_What is required_: Please copy out all lines of the entries that contain the word "during".

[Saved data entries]
..........

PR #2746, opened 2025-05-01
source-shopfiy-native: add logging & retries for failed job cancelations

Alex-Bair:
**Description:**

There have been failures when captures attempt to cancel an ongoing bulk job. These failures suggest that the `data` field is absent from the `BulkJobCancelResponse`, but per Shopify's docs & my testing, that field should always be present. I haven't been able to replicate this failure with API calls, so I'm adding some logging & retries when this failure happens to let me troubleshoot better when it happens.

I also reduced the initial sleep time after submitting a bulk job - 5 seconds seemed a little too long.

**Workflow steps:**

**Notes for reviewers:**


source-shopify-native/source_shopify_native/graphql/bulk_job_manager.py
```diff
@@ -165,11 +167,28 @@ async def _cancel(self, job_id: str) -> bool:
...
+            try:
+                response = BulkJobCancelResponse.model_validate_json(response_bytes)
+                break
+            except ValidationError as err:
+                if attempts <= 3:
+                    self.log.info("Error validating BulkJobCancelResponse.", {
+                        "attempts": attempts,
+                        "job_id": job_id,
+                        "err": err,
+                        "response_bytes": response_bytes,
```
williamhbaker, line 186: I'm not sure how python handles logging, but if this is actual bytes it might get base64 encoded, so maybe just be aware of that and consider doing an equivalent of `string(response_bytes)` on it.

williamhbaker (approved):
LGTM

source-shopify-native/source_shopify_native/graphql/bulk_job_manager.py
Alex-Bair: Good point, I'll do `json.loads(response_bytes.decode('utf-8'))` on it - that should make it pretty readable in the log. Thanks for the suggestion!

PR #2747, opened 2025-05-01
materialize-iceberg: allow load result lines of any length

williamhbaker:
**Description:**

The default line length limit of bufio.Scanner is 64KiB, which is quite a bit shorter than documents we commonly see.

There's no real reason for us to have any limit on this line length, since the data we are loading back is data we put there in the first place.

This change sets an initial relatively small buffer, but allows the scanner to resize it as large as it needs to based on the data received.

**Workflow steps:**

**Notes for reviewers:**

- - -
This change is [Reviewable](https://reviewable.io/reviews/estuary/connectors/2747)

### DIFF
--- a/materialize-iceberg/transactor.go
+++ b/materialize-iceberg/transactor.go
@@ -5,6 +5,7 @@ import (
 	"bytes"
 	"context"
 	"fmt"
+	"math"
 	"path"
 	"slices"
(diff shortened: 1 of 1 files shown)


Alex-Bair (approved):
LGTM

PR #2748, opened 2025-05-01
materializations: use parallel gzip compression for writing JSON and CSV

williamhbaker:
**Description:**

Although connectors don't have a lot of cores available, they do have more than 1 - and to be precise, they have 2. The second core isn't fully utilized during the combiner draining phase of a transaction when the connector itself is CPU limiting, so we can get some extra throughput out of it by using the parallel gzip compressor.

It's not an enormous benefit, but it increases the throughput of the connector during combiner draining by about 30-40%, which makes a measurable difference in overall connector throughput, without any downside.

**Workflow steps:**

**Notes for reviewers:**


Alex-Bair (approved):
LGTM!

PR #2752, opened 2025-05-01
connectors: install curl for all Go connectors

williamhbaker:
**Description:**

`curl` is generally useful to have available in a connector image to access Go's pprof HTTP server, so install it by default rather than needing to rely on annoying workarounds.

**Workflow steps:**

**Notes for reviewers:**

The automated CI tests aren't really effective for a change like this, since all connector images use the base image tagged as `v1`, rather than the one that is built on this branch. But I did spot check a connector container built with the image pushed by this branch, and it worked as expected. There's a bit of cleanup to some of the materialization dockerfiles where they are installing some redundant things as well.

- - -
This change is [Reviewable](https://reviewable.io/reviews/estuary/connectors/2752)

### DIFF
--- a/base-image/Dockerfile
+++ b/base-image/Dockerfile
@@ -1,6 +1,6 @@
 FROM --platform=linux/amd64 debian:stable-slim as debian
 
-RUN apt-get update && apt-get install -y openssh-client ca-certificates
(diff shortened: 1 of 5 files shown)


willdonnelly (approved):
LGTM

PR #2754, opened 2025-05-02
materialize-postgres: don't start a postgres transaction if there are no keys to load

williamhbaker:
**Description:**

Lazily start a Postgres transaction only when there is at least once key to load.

..........

_Answer to the problem_:
Although connectors don't have a lot of cores available, they do have more than 1 - and to be precise, they have 2. The second core isn't fully utilized during the combiner draining phase of a transaction when the connector itself is CPU limiting, so we can get some extra throughput out of it by using the parallel gzip compressor.
It's not an enormous benefit, but it increases the throughput of the connector during combiner draining by about 30-40%, which makes a measurable difference in overall connector throughput, without any downside.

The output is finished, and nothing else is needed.